I ran into a friend (nicknamed “the Pup”—and I have no idea why…) late Saturday as I was heading back to the Media Center to regroup and he was leaving a trailer simply marked “scoring.” Turns out he had just finished carrying the walking scoreboard for Kohki Idoki’s group that day. He said, “You won’t believe the putting exhibition I just saw. This Idoki fellow made EVERYTHING today.” That “golf-speak” about someone who putted very well turned out to be an eerie coincidence as Idoki continued his putting mastery on Sunday as he came from behind with the low round of the tournament (65) to become the 74th Champion.
A great tournament week in this golf-crazy town. The crowds at Bellerive grew steadily from Thursday through Sunday and I’m sure the PGA officials were pleased with the attendance. The course more than held its own with a winning score of -11. We now have the 2018 PGA Championship to look forward to. Bellerive is going to get a few more “tweaks” but should again stand up to the test.

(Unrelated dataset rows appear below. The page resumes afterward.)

PR #107, opened 2026-08-07
fix(codex_cli): support Codex Multi-Agent V2 — package-archive install and sub-agent span reconstruction

dragonstyle:
Two fixes that together make Codex Multi-Agent V2 (codex >= 0.146, forced for gpt-5.6 models) work end to end. Both were verified against a live gpt-5.6-sol multi-agent eval (codex 0.147.0, docker sandbox).

### Problem

`codex_cli()` installs only the single `codex` binary. Codex releases since rust-v0.133.0 ship companion executables the CLI resolves at runtime — most critically `codex-code-mode-host`, which Code Mode runs in as a standalone host process (`features.code_mode_host` is stable and default-on in 0.147.0).

With codex >= 0.146 and gpt-5.6+ models, Code Mode is the execution path for Multi-Agent V2 sub-agents. Missing the host binary, Code Mode fails closed:

```
warning: Code Mode is unavailable because failed to spawn code-mode host
/var/tmp/.5c95f967ca830048/codex-code-mode-host: host executable was not found.
Code mode will fail closed; enable `features.code_mode_host` and install `codex-code-mode-host`.
```

Sub-agents then cannot execute anything ("the shared execution host is missing") and every multi-agent task fails.

### Fix

Install the `codex-package-<target>.tar.gz` release asset instead of the single binary. It is codex's canonical bundle:

```
bin/codex
bin/codex-code-mode-host
codex-path/rg
codex-resources/bwrap
codex-resources/zsh/...
```

- **Asset-presence fallback:** the package asset first shipped with rust-v0.133.0; when a pinned older release doesn't have it, resolution falls back to the single `codex-<target>.tar.gz` and the install path is unchanged.
- **Verbatim caching:** package archives are cached as downloaded, so the GitHub asset digest stays verifiable on cache reads (the single-binary path can't verify cached artifacts because `post_download` transforms them).
- **In-sandbox extraction:** the archive is written into the sandbox and extracted into a versioned directory (`$INSTALL_DIR/codex-<version>-<platform>/`), returning `bin/codex` as the agent binary. Running from the package layout is what lets codex's `CodexPackageLayout::from_exe` discover its bundled resources. A `test -x` short-circuit skips the write + extract when that version is already installed.
- Non-package agents (claude_code, etc.) are unchanged.
- Also: `cached_agent_binaries` name parsing handles the new artifact shape, and `-models.json` catalog caches are excluded from the codex binary-cache glob so cleanup can't count them against real binaries.

### Problem

Multi-Agent V2 changed every signal the `CodexConsumer` used to build the agent-span tree, so sub-agent spans were named the generic "agent" and every model event landed flat on the outer `codex_cli` span (0 events attributed).

### Fix

- `spawn_agent` calls carry `task_name` (not `agent_type`) and an encrypted message, so prompt-substring attribution matched nothing → name spans after `task_name` and attribute calls by their inbound `agent_message` recipient path (preserved on `ContentText.internal` by the agent bridge in inspect_ai >= 0.3.253), with the V1 substring heuristic as fallback.
- `spawn_agent` results carry `{"task_name": "/root/<name>"}` → accept the absolute task path as the thread id.
- Completion arrives as a `FINAL_ANSWER` agent_message from the child (the `wait_agent` result no longer carries per-thread status) → close the author's span on `FINAL_ANSWER`.
- V1 behavior unchanged (regression-guarded in tests).

## Dependencies

Full gpt-5.6 multi-agent support also requires the inspect_ai agent bridge fix for `agent_message` items (UKGovernmentBEIS/inspect_ai#4787): without it the bridge rejects V2 requests outright, and span attribution by recipient (fix 2) degrades to the V1 fallback. This PR is safe to merge independently.

## Testing

- Package install: 8 unit tests — package-asset preference, single-binary fallback, verbatim caching + checksum-verified cache hits, in-sandbox extraction, already-installed skip, missing-entrypoint guard, catalog exclusion (`tests/test_agentbinary_install.py`, `tests/test_codex_agentbinary.py`).
- Spans: V2 reconstruction + V1 regression tests (`tests/test_codex_subagent_spans.py`).
- ruff + mypy clean; CI green.
- Verified end to end on a gpt-5.6-sol multi-agent eval that fails on main: with this branch the package extracts in-sandbox, no Code Mode warning, both spawned sub-agents execute and the task scores correct; spans are named `write_fizzbuzz`/`write_primes` with a nested grandchild, 89/113 model events attributed to sub-agent spans (previously 0), and all spans closed.

## Merge note

The branch intentionally carries two `fix:` commits — please use merge-commit or rebase (not squash) so Release Please records both changelog entries.

### DIFF
--- a/src/inspect_swe/_codex_cli/_events/detection.py
+++ b/src/inspect_swe/_codex_cli/_events/detection.py
@@ -38,6 +38,52 @@ class SpawnedAgent:
     agent_type: str
     message: str
     reasoning_effort: str | None
+    task_name: str | None = None
+    """Multi-Agent V2 task name (e.g. "write_fizzbuzz"); None under V1."""
+
+    @property
+    def name(self) -> str:
+        """Display name for the agent's span (V2 task_name, else V1 agent_type)."""
+        return self.task_name or self.agent_type
+
+
+def agent_message_recipients(input_messages: list[ChatMessage]) -> set[str]:
+    """Recipients of the agent_message items in a request's input.
+
+    Multi-Agent V2 delivers inter-agent messages as `agent_message` input items;
+    the bridge preserves each raw item (author/recipient) on ContentText.internal.
+    Every agent_message in a request is inbound to the requester, so the
+    recipient path (e.g. "/root/write_fizzbuzz") identifies the calling agent.
+    """
+    return {
+        recipient
+        for item in _agent_message_items(input_messages)
+        if isinstance(recipient := item.get("recipient"), str) and recipient
+    }
+
+
+def final_answer_authors(input_messages: list[ChatMessage]) -> set[str]:
+    """Authors of FINAL_ANSWER agent_message items in a request's input.
+
+    A FINAL_ANSWER is a sub-agent's terminal return under Multi-Agent V2 (the
+    `wait_agent` result no longer carries per-thread completion status), so its
+    author path marks that agent's thread as completed.
+    """
+    authors: set[str] = set()
+    for item in _agent_message_items(input_messages):
+        author = item.get("author")
+        if not (isinstance(author, str) and author):
+            continue
+        for part in item.get("content") or []:
+            if (
+                isinstance(part, dict)
+                and part.get("type") == "input_text"
+                and isinstance(text := part.get("text"), str)
+                and text.lstrip().startswith("Message Type: FINAL_ANSWER")
+            ):
+                authors.add(author)
+                break
+    return authors
 
 
 def find_spawned_agents(tool_calls: list[ToolCall] | None) -> list[SpawnedAgent]:
@@ -51,12 +97,14 @@ def find_spawned_agents(tool_calls: list[ToolCall] | None) -> list[SpawnedAgent]
         if not isinstance(message, str) or not message:
             continue
         reasoning = args.get("reasoning_effort")
+        task_name = args.get("task_name")
         result.append(
             SpawnedAgent(
                 call_id=tc.id,
                 agent_type=str(args.get("agent_type") or "agent"),
                 message=message,
                 reasoning_effort=str(reasoning) if reasoning else None,
+                task_name=str(task_name) if task_name else None,
             )
         )
     return result
@@ -88,12 +136,15 @@ def spawn_result(message: ChatMessageTool) -> SpawnResult | None:
     The result is correlated to its spawn call by `message.tool_call_id`, so the
     caller can bind thread_id → span without any ordering assumptions. The
     `nickname` (Codex's friendly per-agent name) is surfaced for tool views.
+
+    Multi-Agent V2 results carry `{"task_name": "/root/<name>"}` instead of
+    `agent_id`/`nickname`; the absolute task path serves as the thread id.
     """
     if message.function != SPAWN_AGENT:
         return None
     data = _loads(message.text)
     if isinstance(data, dict):
-        agent_id = data.get("agent_id")
+        agent_id = data.get("agent_id") or data.get("task_name")
         if isinstance(agent_id, str) and agent_id:
             nickname = data.get("nickname")
             return SpawnResult(
@@ -133,6 +184,21 @@ def is_compaction_request(input_messages: list[ChatMessage]) -> bool:
 # ---------------------------------------------------------------------------
 # internal
 # ---------------------------------------------------------------------------
+
+
+def _agent_message_items(input_messages: list[ChatMessage]) -> list[dict[str, Any]]:
+    """Raw agent_message items stashed on user-message content by the bridge."""
+    items: list[dict[str, Any]] = []
+    for msg in input_messages:
+        if not isinstance(msg, ChatMessageUser) or isinstance(msg.content, str):
+            continue
+        for content in msg.content:
+            internal = getattr(content, "internal", None)
+            if isinstance(internal, dict):
+                item = internal.get("agent_message")
+                if isinstance(item, dict):
+                    items.append(item)
+    return items
 
 
 def _loads(text: str) -> Any:
--- a/src/inspect_swe/_codex_cli/agentbinary.py
+++ b/src/inspect_swe/_codex_cli/agentbinary.py
@@ -30,15 +30,25 @@ def codex_cli_binary_source() -> AgentBinarySource:
         # Get release information
         release = await _fetch_release_assets(version)
 
-        # Get the platform-specific asset
+        # Get the platform-specific asset. Prefer the full package archive
+        # (ships companion executables codex needs at runtime, e.g.
+        # codex-code-mode-host, which gpt-5.6+ models require for execution;
+        # first published with rust-v0.133.0) and fall back to the single
+        # codex binary for older releases.
         arch = _platform_to_codex_arch(platform)
-        asset_name = f"codex-{arch}.tar.gz"
+        candidates = [
+            (f"codex-package-{arch}.tar.gz", True),
+            (f"codex-{arch}.tar.gz", False),
+        ]
 
         # Find the matching asset
+        assets = {a["name"]: a for a in release.get("assets", [])}
         asset = None
-        for a in release.get("assets", []):
-            if a["name"] == asset_name:
-                asset = a
+        package = False
+        for asset_name, is_package in candidates:
+            asset = assets.get(asset_name)
+            if asset is not None:
+                package = is_package
                 break
 
         if asset is None:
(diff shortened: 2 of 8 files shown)


src/inspect_swe/_util/agentbinary.py
```diff
@@ -82,31 +91,60 @@ async def ensure_agent_binary_installed(
...
-            binary_bytes: bytes | None = read_cached_binary(
-                source, version, platform, None
-            )
+            if source.cached_package_path is not None:
+                binary_bytes = read_cached_file(
+                    source.cached_package_path(version, platform), None
+                )
+                package = binary_bytes is not None
+            if binary_bytes is None:
+                binary_bytes = read_cached_binary(source, version, platform, None)
```
dragonstyle, line 110: **Stale single-binary cache silently defeats the package install for pinned versions.** A user upgrading inspect_swe who previously downloaded, say, codex 0.147.0 will have `codex-0.147.0-<platform>` cached but no package archive — so this single-binary fallback wins, `package` stays `False`, and the exact Code Mode failure this PR fixes comes back silently. That's the population most likely to hit the bug (existing users, warm caches, pinned versions).

Options, roughly in order of preference:
- When `cached_package_path` is defined and only the single-binary cache hits, still call `resolve_version` (network permitting) to check for a package asset, falling back to the cached binary offline.
- Or encode that packages exist from 0.133.0 (e.g. a `package_min_version` field on the source) and skip the single-binary short-circuit for those versions.
- At minimum, `trace()` a warning when a pinned version ≥ 0.133.0 installs from the single-binary cache.

A test asserting that a pinned version with a stale single-binary cache still ends up with the package would lock in whichever fix you choose.

src/inspect_swe/_util/agentbinary.py
```diff
@@ -82,31 +91,60 @@ async def ensure_agent_binary_installed(
...
-        await sandbox_exec(sandbox, f"chmod +x {binary_path}", user="root")
+        if package:
+            if source.package_entrypoint is None:
+                raise RuntimeError(
+                    f"{source.agent} resolved a package archive but the source "
+                    "does not define a package_entrypoint"
+                )
+            binary_path = f"{install_path}/{source.package_entrypoint}"
+            # skip write + extract if this version's package is already installed
+            probe = await sandbox.exec(bash_command(f"test -x {binary_path}"))
```
dragonstyle: The probe runs as the default sandbox user while extraction runs as root. If the install dir ends up non-traversable for the default user, `test -x` fails on every call and the archive is re-written and re-extracted each time — correct but wasteful. Consider running the probe as root to match the extraction.

src/inspect_swe/_util/agentbinary.py
```diff
@@ -82,31 +91,60 @@ async def ensure_agent_binary_installed(
...
+            if not probe.success:
+                archive_path = f"{install_path}.tar.gz"
+                await sandbox.write_file(archive_path, binary_bytes)
+                await sandbox_exec(
+                    sandbox,
+                    f"mkdir -p {install_path} && "
+                    f"tar -xzf {archive_path} -C {install_path} && "
+                    f"rm -f {archive_path} && "
+                    f"chmod +x {binary_path}",
```
dragonstyle, line 166: Only `bin/codex` gets `chmod +x` — the companion executables (`codex-code-mode-host`, `codex-resources/bwrap`) rely on tar preserving mode bits. That's normally true (and the live eval confirms it), just noting the assumption is load-bearing.

src/inspect_swe/_util/agentbinary.py
```diff
@@ -134,31 +172,44 @@ async def download_agent_binary_async(
         resolved = await source.resolve_version(version, platform)
         with _resolve_version_lock:
             _resolved_versions[cache_key] = resolved
-    version, expected_checksum, download_url = resolved
+    version, expected_checksum, download_url = resolved[:3]
```
dragonstyle: Nit: attribute access (`resolved.version`, `resolved.expected_checksum`, `resolved.download_url`) would read better than slicing the NamedTuple.

src/inspect_swe/_codex_cli/agentbinary.py
```diff
@@ -55,13 +65,20 @@ async def resolve_version(
...
-        return AgentBinaryVersion(version, expected_checksum, download_url)
+        return AgentBinaryVersion(version, expected_checksum, download_url, package)
 
     def cached_binary_path(version: str, platform: SandboxPlatform) -> Path:
         return cached_binary_dir / f"codex-{version}-{platform}"
 
+    def cached_package_path(version: str, platform: SandboxPlatform) -> Path:
+        return cached_binary_dir / f"codex-package-{version}-{platform}.tar.gz"
+
     def list_cached_binaries() -> list[Path]:
```
dragonstyle, line 76: Eviction accounting changed shape: a version can now consume two slots (single binary + package archive) against `keep_count=3` in `_cleanup_binary_cache`, so fewer distinct versions may survive; `cached_agent_binaries()` also now lists two rows for the same version. Likely acceptable, but worth a deliberate call.

src/inspect_swe/_codex_cli/_events/detection.py
```diff
@@ -38,6 +38,52 @@ class SpawnedAgent:
...
+    for item in _agent_message_items(input_messages):
+        author = item.get("author")
+        if not (isinstance(author, str) and author):
+            continue
+        for part in item.get("content") or []:
+            if (
+                isinstance(part, dict)
+                and part.get("type") == "input_text"
+                and isinstance(text := part.get("text"), str)
+                and text.lstrip().startswith("Message Type: FINAL_ANSWER")
```
dragonstyle, line 82: Inherent fragility, acceptable but worth acknowledging: completion detection matches the literal string `"Message Type: FINAL_ANSWER"` in the envelope. A codex-side format change would leave spans open until `reset()` closes them (balanced, just less precise). The real-log fixtures make this a reasonable trade.

dragonstyle (commented):
Reviewed both fixes end to end (ran the 25 new/changed tests locally — all pass). The span-reconstruction logic is well-defended: attribution falls through to the outer span on any ambiguity, and `_close_thread` is idempotent against replayed `FINAL_ANSWER` messages, so misattribution degrades safely rather than landing on a wrong sub-agent. V1 behavior is regression-tested. No new security concerns: the checksum is integrity (not authenticity) protection as before, and the package path actually improves cache verifiability.

Inline comments below — one cache-interaction issue worth addressing (or explicitly accepting) before merge, the rest minor.

One process note: the merge note asks for merge-commit/rebase, but CLAUDE.md says the repo squash-merges and offers a mechanism for exactly this case — body lines starting with `<type>:` are parsed as extra changelog entries. You could squash-merge and add a line like `fix: reconstruct sub-agent spans under Codex Multi-Agent V2` to the PR body to get the second changelog entry without deviating from the squash convention. Worth deciding explicitly before merge.

tests/test_agentbinary_install.py
```diff
@@ -0,0 +1,178 @@
...
+import anyio
+import pytest
+from inspect_ai.util import SandboxEnvironment
+from inspect_swe._util import agentbinary
+from inspect_swe._util.agentbinary import (
+    AgentBinarySource,
+    AgentBinaryVersion,
+    download_agent_binary_async,
+    ensure_agent_binary_installed,
+)
```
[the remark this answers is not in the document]
dragonstyle: Fixed in 2d54080 (pushed just before this review posted) — the imports are re-sorted and `ruff check` passes repo-wide under the pinned ruff 0.12.11 (`make check` clean locally).

src/inspect_swe/_util/agentbinary.py
dragonstyle: Implemented option 1 in 5e91b79: package-capable sources now only honor a *package* cache hit directly for pinned versions; a single-binary cache entry no longer short-circuits resolution, so the package asset is discovered and installed (resolution results stay memoized, so it's one release-metadata fetch per process). When resolution fails, it falls back to the cached single binary with a trace message, preserving the offline guarantee. A downloaded package also deletes the superseded single-binary cache entry for the same version. Locked in by `test_stale_single_binary_cache_still_installs_package` and `test_offline_pinned_version_falls_back_to_cached_binary`.

src/inspect_swe/_util/agentbinary.py
dragonstyle: Fixed in 5e91b79 — the probe now runs as root to match the extraction.

src/inspect_swe/_util/agentbinary.py
dragonstyle: Added a code comment in 5e91b79 documenting that tar mode-preservation is load-bearing for the companion executables (verified against the live 0.147.0 archive: bin/*, codex-resources/* all carry executable bits).

src/inspect_swe/_util/agentbinary.py
dragonstyle: Fixed in 5e91b79 — attribute access instead of slicing.

src/inspect_swe/_codex_cli/agentbinary.py
dragonstyle: Deliberate call, with the sharp edge removed in 5e91b79: a package download now deletes the superseded single-binary entry for the same version, so the two-slots-per-version case only persists for genuinely mixed-era caches (a pre-0.133 pin alongside package-era versions), where both artifacts are real and should each hold a slot. `cached_agent_binaries()` listing both rows in that case reads as accurate rather than confusing.

src/inspect_swe/_codex_cli/_events/detection.py
dragonstyle: Agreed on the trade-off as stated: a format change degrades to spans closing at `reset()` (balanced, less precise) rather than anything worse, and the real-log fixtures will catch the drift when codex changes the envelope. Leaving as-is.

src/inspect_swe/_util/agentbinary.py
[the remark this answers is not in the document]
dragonstyle: Addressed in 5e91b79 with option (a): pinned versions on package-capable sources resolve before honoring a single-binary cache hit, falling back to the cached binary when resolution fails (offline guarantee preserved). The superseded single-binary cache entry is also deleted once the package is downloaded. See the sibling thread for details + tests.

dragonstyle:
@review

In closing, back to Bob and Jay. We put this article under our feature department called “The Match” because their “match”, especially those first 2 days, was against the golf course and par. Bob shot even par the first day and Jay shot 1-under. So they had a bit of cushion for day two, but both were perilously close to the cut line of +4—in fact Jay had to par his 36th hole, #9, to make it “on the number.” Bob was +3 for the two days with 71-74. Both stayed completely focused on the task at hand until the last putt was holed on Friday—and their reward was two more days, and a nice paycheck, in front of the appreciative and supportive spectators in their home town. Well played, boys.